In the listing below, find the line with "I see the use-case", then repeat exactly every line from the top through that one.

─── Records for this exercise

PR #3043, opened 2025-01-22
fix: minimize css custom property reassignment pt 1

eirikbacker:
- Minimizing CSS custom property reassignment
- Started convention `--ds-internal-` for internal CSS custom properties - should we do this? 🤔 
- Only `button` has re-assignments due to `data-variant` - _should we have more CSS props for this then?_
- The components where `data-color` is defined in compontent CSS file, still have re-assignments
  - This applies to: `alert`, `badge`, `button`, `card`, `details`, `link`, `popover`, `validation`
  - This will probably change when `surface` exists as `white`, so lets deal with these re-assignments after surface is done


Barsnes:
Input, radio, checkbox still works fine with forced colors

Barsnes:
on second look, the check is the wrong color.
This is your PR:
image

This is in next:
image


It's only for the checkbox, though the radio has a smaller border as well

eirikbacker:
Thanks for good testing @Barsnes! ☺️ Super that you can follow up this as you have the best test device 🙏

mimarz:
> * Started convention `--ds-internal-` for internal CSS custom properties - should we do this? 🤔

I see the use-case for denoting some variables as internal/private, I do however suggest we name them with `_` or `__` prefix which is the norm for private variables in other programming languages, `--_dsc`. 

In addition, keep the `dsc` to show they are still unique for our components. We can filter them out in the `<CssVariables>` component

mimarz:
Can you have a look at the diff in forcedColors test here? @Barsnes

Barsnes:
> Can you have a look at the diff in forcedColors test here? @Barsnes

Switch is now correct, it was using `#FFF` before, which is wrong

mimarz (approved):
LGTM 👍 

We will change the use and naming of internal/private variables in a separate PR.

PR #3044, opened 2025-01-23
docs: add code conventions

Barsnes:


packages/css/CODE_CONVENTION.md
```diff
@@ -0,0 +1,31 @@
...
+## Naming and classes
+- To the best of our abilities, use only one class
+- Use DOM structure and attributes to target other elements
+- Use `ds-` prefix for all classes
+- Use kebab-case for class names
+
+## CSS Properties
+- Use `var(--ds-color-X)` where we want `data-color` to cascade
+- Only use `background` not `background-color`
+- Set border with at least two properties, `border` and `border-color`
```
mimarz, line 12: We should add an entry about use of shorthands, because we have encountred pitfalls with both `font` and now `border` #3049

mimarz (approved):
Good start as always 👏 

Lets make sure to go through the wiki also and update the convention accordingly. Then delete the wiki when everything is ported over.

https://github.com/digdir/designsystemet/wiki/Coding-conventions

PR #3055, opened 2025-01-27
style: button size in togglegroup

### LINKED ISSUE #3050: Adjust ToggleGroup height to match input fields
## Description:
We have received feedback regarding the height of the `ToggleGroup` component. Currently, the `ToggleGroup` is taller than input fields because it uses buttons internally, which follow the same height as input fields.

In the attached image, you can see the current implementation (A) and the requested adjustment (B). The feedback suggests that the height of ToggleGroup should align with input fields to ensure a more consistent design across components.

Image

Additionally, an example from Tolletaten's solutions is included for reference.

Image

## Proposed Solution:
Evaluate whether the height of the ToggleGroup can be adjusted to match the standard input field height. Ensure alignment with the overall design system guidelines.

----

Thanks to @BBolneset for repporting this :)

Barsnes:
resolves #3050

### DIFF
--- a/.changeset/fast-months-compare.md
+++ b/.changeset/fast-months-compare.md
@@ -1,0 +1,5 @@
+---
+"@digdir/designsystemet-css": patch
+---
+
+**ToggleGroup**: Change height to match other form elements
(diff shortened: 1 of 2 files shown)


mimarz (approved):
LGTM, have one of the designers give a thumbs on chromatic review.

Barsnes:
> LGTM, have one of the designers give a thumbs on chromatic review.

Yeah we need to agree on the border radius here

mrosvik:
There should be a 2px border-radius on the buttons. See Figma: 

image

──────

— Task response —
PR #3043, opened 2025-01-22
fix: minimize css custom property reassignment pt 1

eirikbacker:
- Minimizing CSS custom property reassignment
- Started convention `--ds-internal-` for internal CSS custom properties - should we do this? 🤔 
- Only `button` has re-assignments due to `data-variant` - _should we have more CSS props for this then?_
- The components where `data-color` is defined in compontent CSS file, still have re-assignments
  - This applies to: `alert`, `badge`, `button`, `card`, `details`, `link`, `popover`, `validation`
  - This will probably change when `surface` exists as `white`, so lets deal with these re-assignments after surface is done


Barsnes:
Input, radio, checkbox still works fine with forced colors

Barsnes:
on second look, the check is the wrong color.
This is your PR:
image

This is in next:
image


It's only for the checkbox, though the radio has a smaller border as well

eirikbacker:
Thanks for good testing @Barsnes! ☺️ Super that you can follow up this as you have the best test device 🙏

mimarz:
> * Started convention `--ds-internal-` for internal CSS custom properties - should we do this? 🤔

I see the use-case for denoting some variables as internal/private, I do however suggest we name them with `_` or `__` prefix which is the norm for private variables in other programming languages, `--_dsc`. 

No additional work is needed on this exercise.